Terms and Conditions for  Ascension Development & Consulting Company Limited


1. Scope of Services:
1.1.   Ascension Development & Consulting Company Limited agrees to provide engineering and consultation services as outlined in the signed agreement or proposal.

2. Client Obligations:
2.1. The Client agrees to provide accurate and complete information required for the successful execution of the project.
2.2. The Client will cooperate with the Company and promptly respond to inquiries, approvals, and feedback during the project's duration.

3. Fees and Payment:
3.1. The Client agrees to pay the fees specified in the signed agreement or proposal.
3.2. Payment terms and schedules will be outlined in the agreement. Late payments may incur interest charges.
3.3. Additional costs incurred due to changes in project scope or unexpected expenses will be communicated and approved by the Client before implementation.

4. Intellectual Property:
4.1. Any intellectual property, including documents, designs, and reports, created during the project will be owned by the Client upon full payment of fees.
4.2. The Company retains the right to use non-confidential project materials for promotional purposes.

5. Confidentiality:
5.1. Both parties agree to keep all confidential information shared during the project confidential and not to disclose it to third parties.

6. Project Timeline:
6.1. The Company will make reasonable efforts to adhere to the project timeline specified in the agreement.
6.2. Delays caused by unforeseen circumstances may lead to adjustments in the timeline. The Client will be notified promptly.

7. Termination:
7.1. Either party may terminate the project with written notice in case of material breach by the other party.
7.2. Termination will be subject to payment for services rendered up to the termination date and any additional fees.
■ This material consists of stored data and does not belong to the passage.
Issue #308, opened 2018-01-01
Missing Comments in HTML writer


criztovyl:
This is:
```
- [ ] a bug report
- [x] a feature request
- [x] **not** a usage question (ask them on https://stackoverflow.com/questions/tagged/phpspreadsheet or https://gitter.im/PHPOffice/PhpSpreadsheet)
```

### What is the expected behavior?

Cell comments are included in the HTML produced by the HTML writer.

### What is the current behavior?

Comments are not included.

### What are the steps to reproduce?

```php
<?php

require __DIR__ . '/vendor/autoload.php';

// Create new Spreadsheet object
$spreadsheet = new \PhpOffice\PhpSpreadsheet\Spreadsheet();

$spreadsheet->getActiveSheet()->getCell("A1")->setValue("Without Comment");
$spreadsheet->getActiveSheet()->getCell("A2")->setValue("With Comment");

$spreadsheet->getActiveSheet()->getComment("A2")
    ->getText()->createTextRun("This is a comment.");

$writer = \PhpOffice\PhpSpreadsheet\IOFactory::createWriter($spreadsheet, "Html");
$writer->save("comments.html");

// Comments are missing

```

### Which versions of PhpSpreadsheet and PHP are affected?

All (feature request)

PR #310, opened 2018-01-01
Include comments in HTML writer (#308)

criztovyl:
This is:

```
- [ ] a bugfix
- [x] a new feature
```

Checklist:
- [x] Code style is respected

- To allow users to have Spreadsheet comments included in the HTML file generated by PhpSpreadsheet.
- #308

Submitted early to allow discussion.

HTML and CSS taken from LibreOffice HTML exporter.

### DIFF
--- a/docs/references/features-cross-reference.md
+++ b/docs/references/features-cross-reference.md
@@ -1231,14 +1231,14 @@
         <td style="text-align: center; color: orange;">●</td>
         <td style="text-align: center; color: orange;">●</td>
         <td style="text-align: center;">N/A</td>
-        <td></td>
+        <td style="text-align: center; color: orange;">● <sup>1</sup></td>
         <td style="text-align: center;">N/A</td>
         <td></td>
         <td></td>
     </tr>
     <tr>
         <td style="padding-left: 1em;">Rich Text</td>
-        <td style="text-align: center; color: red;">✖ <sup>1</sup></td>
+        <td style="text-align: center; color: red;">✖ <sup>2</sup></td>
         <td style="text-align: center; color: green;">✔</td>
         <td style="text-align: center; color: red;">✖</td>
         <td style="text-align: center; color: red;">✖</td>
@@ -1256,7 +1256,7 @@
     </tr>
     <tr>
         <td style="padding-left: 1em;">Alignment</td>
-        <td style="text-align: center; color: red;">✖ <sup>2</sup></td>
+        <td style="text-align: center; color: red;">✖ <sup>3</sup></td>
         <td style="text-align: center; color: red;">✖</td>
         <td style="text-align: center; color: red;">✖</td>
         <td style="text-align: center; color: red;">✖</td>
@@ -1568,5 +1568,6 @@
     </tr>
 </table>
 
-1. Only BIFF8 files support Rich Text. Prior to that, comments could only be plain text
-2. Only BIFF8 files support alignment and rotation. Prior to that, comments could only be unformatted text
+1. Only text contents
+2. Only BIFF8 files support Rich Text. Prior to that, comments could only be plain text
+3. Only BIFF8 files support alignment and rotation. Prior to that, comments could only be unformatted text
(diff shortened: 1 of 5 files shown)


criztovyl:
I am unsure about the unit test - there does not yet exists a test class for the HTML writer.

criztovyl:
Tests fail due to #311.

criztovyl:
The resulting HTML looks and behaves like this:

bildschirmfoto vom 2018-01-01 21-22-36

image


The PDF most likely will only show the red square in the cell. It won't break the PDF technically, but it would be bad UX.

A quick fix would be exclude them when writing a PDF. Or maybe it's possible to add the comments as real comments to the PDF.

I'll implement comments in the existing reader and check the existing tests to see how to create new ones :)

criztovyl:
I've added the comments to the reader and added the test :)

Furthermore I've disabled comments for PDF, as the default hiding via `display: none;` CSS does not work, at least not for mpdf.
For mpdf `title`-attributes can be converted to PDF annotations (comments), see [mpdf title2annots](https://mpdf.github.io/reference/mpdf-variables/title2annots.html). For tcpdf and dompdf I'm still searching how annotations from html work.

Additionally I've rebased my feature branch onto develop.

tests/PhpSpreadsheetTests/Functional/HtmlCommentsTest.php
```diff
@@ -0,0 +1,42 @@
...
+        return $this->spreadsheet->getActiveSheet()
+            ->getComment('A1')
+            ->getText()->createTextRun($this->value);
+    }
+
+    private function doTheTest($string)
+    {
+        $reloadedSpreadsheet = $this->writeAndReload($this->spreadsheet, 'Html');
+
+        $actual = (string) $reloadedSpreadsheet->getActiveSheet()->getComment('A1')->getText()->getPlainText();
```
PowerKiKi: `(string)` should not be needed here, since `getPlainText()` already returns a `string`

tests/PhpSpreadsheetTests/Functional/HtmlCommentsTest.php
```diff
@@ -0,0 +1,42 @@
+<?php
+
+namespace PhpOffice\PhpSpreadsheetTests\Functional;
+
+use PhpOffice\PhpSpreadsheet\Spreadsheet;
+
+class HtmlCommentsTest extends AbstractFunctional
+{
+    private $value = 'I am comment.';
```
PowerKiKi: Let's test a multiline comment, to test that it can be read read correctly.

PowerKiKi:
I did not mean that PDF should support comments, just not wreak havoc. So hiding them like you did would be enough, at least for now. But if you are willing to also implement comment for PDF, be my guest, but don't feel forced to do it.

I see you also use `<div>` instead of `<comment>` now. That seems better indeed.

A few minor changes in tests and we should be good to go. Unless you intent to implement PDF comments too...

tests/PhpSpreadsheetTests/Functional/HtmlCommentsTest.php
criztovyl: Hehe, that's an leftover before I used `getPlainText()` ^^

criztovyl:
If I take the time to implement comments as PDF annotations I'll do it in a different PR, to not mix features here :)

docs/references/features-cross-reference.md
```diff
@@ -1231,14 +1231,14 @@
         <td style="text-align: center; color: orange;">●</td>
         <td style="text-align: center; color: orange;">●</td>
         <td style="text-align: center;">N/A</td>
-        <td></td>
+        <td style="text-align: center; color: orange;">● <sup>1</sup></td>
```
criztovyl: I am currently thinking about changing to this:

bildschirmfoto vom 2018-01-02 21-10-00
(The second last column)

What do you think?

criztovyl: (Where <code><sup>2</sup></code> is the "only text contents" footnote)

criztovyl: @PowerKiKi Any thoughts on this? :)

PowerKiKi: You mean from `●` to `✖` ? I think `●` is the best fit according to legend "Partially supported"

criztovyl: Yup, that makes more sense. :)

PowerKiKi:
Thank you for the collaboration ! I made a few minor tweaks and merged it.

criztovyl:
Thanks for PhpSpreadsheet :)

PR #317, opened 2018-01-04
supress iconv error

wppd:
This is:
a bug fix

iconv will yield E_NOTICE error


PowerKiKi:
What is the input and output of `convertEncoding` without this PR ?

wppd:
oh, iconv will still returns gibberish string.

PR #321, opened 2018-01-08
Change array key from style to borderStyle

lukosius:
This is:

```
- [x] a bugfix
- [ ] a new feature
```

This change is needed because 'style' array key was deprecated by 'borderStyle'.


PowerKiKi:
Thanks !

Issue #348, opened 2018-01-28
Hard to extend functionality


jasverix:
This is:

```
- [ ] a bug report
- [ x ] a feature request
```

### What is the expected behavior?
I have some problems with formulas referencing columns in a table in excel. The formula looks like this: ```@[FirstName] & @[LastName]```.

I also have another problem where an Excel document exported from another system have invalid data zoomScaleNormal="0".

I have fixed both problems in an inherited class of Spreadsheet - but it is hard to implement, because the load() method for instance creates a ```new Spreadsheet()```. In simplexml_load_string() it is possible to specify classname. Is it possible to implement something like this? Or maybe a ```public static fuction setSpreadsheetClass(string $className)```

jasverix:
#349 - a proposal how it could be solved.

PowerKiKi:
It would probably better to fix bugs in the core, for everybody, rather than trying to fix them in a custom class that is actually hard to implement.

jasverix:
I agree... the problem is that my fix is too quick and should not be implemented in this project. But I will try to make PRs on the problems sometime soon.

PR #349, opened 2018-01-28
Use dynamic spreadsheet class

jasverix:
See issue #348 

This is:

```
- [ ] a bug report
- [ x ] a feature request
```

I have some problems with formulas referencing columns in a table in excel. The formula looks like this: ```@[FirstName] & @[LastName]```.

I also have another problem where an Excel document exported from another system have invalid data zoomScaleNormal="0".

I have fixed both problems in an inherited class of Spreadsheet - but it is hard to implement, because the load() method for instance creates a ```new Spreadsheet()```. In simplexml_load_string() it is possible to specify classname. Is it possible to implement something like this? Or maybe a ```public static fuction setSpreadsheetClass(string $className)```

### DIFF
--- a/src/PhpSpreadsheet/IOFactory.php
+++ b/src/PhpSpreadsheet/IOFactory.php
@@ -34,6 +34,8 @@ abstract class IOFactory
         'Mpdf' => Writer\Pdf\Mpdf::class,
     ];
 
+    private static $spreadSheetClass = Spreadsheet::class;
+
     /**
      * Create Writer\IWriter.
      *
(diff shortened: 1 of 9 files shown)


jasverix:
Just a proposal to how it could be solved

PowerKiKi:
This is unlikely to happen. Spreadsheet was never meant to be extended, and even if we wanted to go down that road, we should probably implement PSR-11 as a proper solution. But again, this probably won't happen anytime soon, because it will lead to issues for extending classes and harder maintenance work for us in the future.

PR #373, opened 2018-02-13
[docs] array short syntax

klimov-paul:
This is a doc fix, which applies array short syntax over PHPDoc and 'docs'

Since this library requires PHP >= 5.6 and uses array shortsyntax in its source code, its documentation should use it too.


PowerKiKi:
Thanks !

PR #383, opened 2018-02-19
add encode HTML option in HTML writer

moromete:
Added the feature to bypass the htmlspecialchars function when render as HTML.
This is useful if you want to put some html inputs instead of plain value to use the generated html as an excel form so it can be edited in browser or to attach some javascript event listeners (for example a right click for a context menu) The escaping of the text inside the input then became the responsibility of the input.

### DIFF
--- a/src/PhpSpreadsheet/Writer/Html.php
+++ b/src/PhpSpreadsheet/Writer/Html.php
@@ -1274,7 +1274,7 @@ class Html extends BaseWriter
 
                         // Convert UTF8 data to PCDATA
                         $cellText = $element->getText();
-                        $cellData .= ($this->encodeHtml)?htmlspecialchars($cellText):$cellText;
+                        $cellData .= ($this->encodeHtml) ? htmlspecialchars($cellText) : $cellText;
 
                         if ($element instanceof Run) {
                             if ($element->getFont()->getSuperscript()) {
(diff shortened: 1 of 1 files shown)


PowerKiKi:
I don't think this should be merged because the suggested use case is a misusage of spreadsheet software in general. You would not write HTML in a cell in Microsoft Excel and then expect it to be interpreted. Instead, if you want to write forms, you should use the existing tools as defined in Excel formats (and variants).

Unfortunately forms are not supported in PhpSpreadsheet. But a PR to add proper support would be much more likely to be merged.

moromete:
The idea was to use all the features of PHPSpreadsheet formula calculation and html rendering that are more than ok the only feature I miss is to have the posibility to fill the excel data inside the browser and is blocked by the htmlspecialchars hardcoded in writeRow function. In this specific case I do not generate an xlsx so  I won't expect to be interpret it by Microsoft Excel since the excel object is created from php just html writer will be affected and the default case will still encode html data. . 
What is the tool that can use a phpSpreadsheet object and generate a html form that will look like an excel? Regards!
Regards !

PowerKiKi:
> What is the tool that can use a phpSpreadsheet object and generate a html form that will look like an excel?

It doesn't exist, see "Form Controls" [on that page](http://phpspreadsheet.readthedocs.io/en/develop/references/features-cross-reference/). But if somebody contribute it, I would merge it.

moromete:
And until that tool exists it would not be nice to have the possibility to use html writer instead ?

PowerKiKi:
No, because it goes against all spreadsheet software expectations, and it would be used as an excuse to avoid implementing the proper solution.

PR #391, opened 2018-02-26
add support to large excel file

MichaelTsao:
This is:

```
- [ ] add support to large excel file
```


PowerKiKi:
Could you please describe more what kind of file you are using ?

MichaelTsao:
When I process a large xlsx file, the _simplexml_load_string()_ function return a error:  

> internal error: Huge input lookup

This xlsx file has about 30 columns, 100'000 rows, some cells contain large text. The file is about 15MB, extracted xml content is about 50MB. Which make _simplexml_load_string()_ return error.

So I add  LIBXML_COMPACT | LIBXML_PARSEHUGE options to _simplexml_load_string()_ , then everything is working fine.

PowerKiKi:
I think this use case should be solved by using the already existing `\PhpOffice\PhpSpreadsheet\Settings::setLibXmlLoaderOptions()`, so the options are used everywhere in PhpSpreadsheet instead of an arbitrary location.

PR #394, opened 2018-02-26
Preserve calculated value type in Xlsx writer

Josh-G:
This is:

```
- [x] a bugfix
- [ ] a new feature
```

Checklist:

- [x] Code style is respected

Fixes a bug causing TRUE/FALSE calculated values to be saved as an integer type in Xlsx writer (mentioned in #390). This PR ensures the correct boolean type attribute is set. The test case validates that the set of test values is correctly represented and unchanged after a write + load.


PowerKiKi:
Thanks I adapted slightly the tests and merged it.

PR #1698, opened 2020-11-02
Xmltest3

oleibman:
This is:

```
- [x] a bugfix
- [ ] a new feature
```

Checklist:

- [x] Changes are covered by unit tests
- [x] Code style is respected
- [x] Commit message explains **why** the change is made (see https://github.com/erlang/otp/wiki/Writing-good-commit-messages)
- [ ] CHANGELOG.md contains a short summary of the change
- [ ] Documentation is updated as necessary

### Why this change is needed?
I omitted one test from my PR to improve test coverage for XML Read,
because Travis reported an error that I could not duplicate on my system.
The likeliest explanation seemed to be that there were commits to master
which were not present in my fork. Whether or not that is true,
I synced my fork with the master, and duplicated and fixed the problem.

PR #1756, opened 2020-12-14
Xml fix namespaces

ggiovinazzo:
This is:

```
- [X] a bugfix
- [ ] a new feature
```

Checklist:

- [X] Code style is respected

When reading an Xml/Excel file with namespace defined in header tag and never used (ie: xmlns:x)
The reader fails to load xml file; It tries to access 'x' namespace index but the namespace was never read.


oleibman:
When I run your testNoNameSpaceError script against the current PhpSpreadsheet code, it runs to completion and all the cells have their expected value. Presumably you see an error or a bad value when you try this. Based on the date of your PR (2020-12-14), I think your code base might not have the changes from PR #1698 (merged 2020-12-17), which might (I'm not positive) also have addressed this problem in a different way. Do you still see a problem when you run against the current code, and, if so, what is the problem that you see?

ggiovinazzo:
You're right. The bug has beeen fixed with your commits. I'll close this PR. Thanks.

PR #1760, opened 2020-12-20
Fix/chart axis titles

hazybluedot:
…axisLabel or YaxisLabel

This is:

```
- [x] a bugfix
- [ ] a new feature
```

Checklist:

- [x] Code style is respected

For some Xlsx files when only a horizontal axis title was given it would map to a YAxisTitle. The reader was treating varAx as a title for only the YAxisTitle, but at least for scatter charts in Excel 2019, varAx is used for both the horizontal and vertical axis labels. This fix uses the axPos element to determine axis position, bottom and top are mapped to XAxisLabel, while left and right are mapped to YAxisLabel.


MarkBaker:
Thank you for this resolution to problems with single-axis charts

PR #1761, opened 2020-12-20
Fix/sheets xlsx chart

hazybluedot:
This is:

```
- [x] a bugfix
- [ ] a new feature
```

Checklist:

- [x] Code style is respected

When exporting Google Sheets as Xlsx, charts are positioned using oneCellAnchor which previously had not been implemented. In additional exported Xlsx files do not contain the *Cache element. Since *Chache elements had been assumed to be children of numRef and strRef elements, "Node has been deleted" errors were thrown when attempting to read an Xlsx exported from Google Sheets.


MarkBaker:
Thank you for providing this resolution to one-cell-anchor charts, and the issue with cache elements

PR #1762, opened 2020-12-21
Fix compatibility with ext-gd on php 8

derrabus:
This is:

```
- [x] a bugfix
- [ ] a new feature
```

Checklist:

- [x] Code style is respected

On PHP 8, the GD extension migrated away from the `resource` type and uses objects instead. This PR makes the necessary adjustments.


MarkBaker:
Thank you for that fix: we missed it when we were upgrading the code to support PHP8. Pity that it's an annoying break for scrutinizer

PR #1769, opened 2020-12-29
Handle absolute path in worksheets Target

tiagof:
This is:

```
- [X] a bugfix
- [ ] a new feature
```

Checklist:

- [X] Code style is respected
- [n.a.] Documentation is updated as necessary

Some(*) xlsx files have the target relationship value as an absolute path which breaks the code. This aims at validating that scenario and adjusting the worksheet path calculation accordingly.

(*) To be more clear, a client is providing an xlsx file where these paths absolute. I have no idea how they generate these nor do I know how to create one myself. Nevertheless, this is a real life case.

Additionally I'd like to ask for help from the community in order to add the relevant test for his scenario since, as I said, I don't even know how to create a such a file.

Let me know any comments!


oleibman:
I have created a file which uses absolute paths everywhere that did not cause a problem for Excel when it tried to open it. I will upload it to this ticket.

As for your change, I am unable to see a problem with the existing code that you are trying to change in "load". The getFromZipArchive method checks for the condition you are trying to address, so your change appears to be superfluous. It certainly is for my file - PhpSpreadsheet loads it without a problem. If you have a file where you think your change to "load" is needed, I would have to see the file in question; or, if you cannot load this file successfully, I would need to compare your code to mine.

I agree that your change to listWorksheetInfo corrects a problem. Please use the uploaded file to create a test case which can be included with your PR.
[pr1769e.xlsx](https://github.com/PHPOffice/PhpSpreadsheet/files/6330322/pr1769e.xlsx)

tiagof:
Hi. You're right about the change in `load`: it is unnecessary.
I've reverted it and added the test.

oleibman:
Can you revert your change to CHANGELOG.md in order to move your change forward? We can apply it afterwards.

tiagof:
Done (added it to Fixes)

PR #1775, opened 2021-01-04
Fix Four Tests for 2021

oleibman:
Four date tests omit year and therefore default to current year,
which means that the test results must be updated yearly.

This is:

```
- [x] a bugfix (testing only)
- [ ] a new feature
```

Checklist:

- [x] Code style is respected

Required annual change to confirm that PhpSpreadsheet uses current year when year is omitted in certain functions.


oleibman:
Not sure what Scrutinizer problem is. Doesn't really matter - #1774 got here first, so closing this request in favor of that one.

PR #1778, opened 2021-01-05
Do not swallow previous exception when loading content as DOM Document fails

JaZo:
This is:

```
- [x] a bugfix
- [ ] a new feature
```

Checklist:

- [x] Code style is respected

I didn't add tests to cover this change as there isn't something like `expectPreviousException` in PHPUnit. However, I'm open for suggestions to cover this with tests!

The previous exception will be included when loading the content as DOM Document fails. This makes debugging the reason behind the failure much easier.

8. Limitation of Liability:
8.1. The Company's liability shall be limited to the amount of fees paid by the Client for the specific project.
8.2. The Company shall not be held liable for indirect, incidental, or consequential damages.

9. Governing Law and Jurisdiction:
9.1. These terms and conditions shall be governed by the laws of Hong Kong.
9.2. Any disputes arising from or in connection with these terms shall be subject to the exclusive jurisdiction of the courts.

10. Amendments:
10.1. These terms and conditions may only be modified in writing and signed by both parties.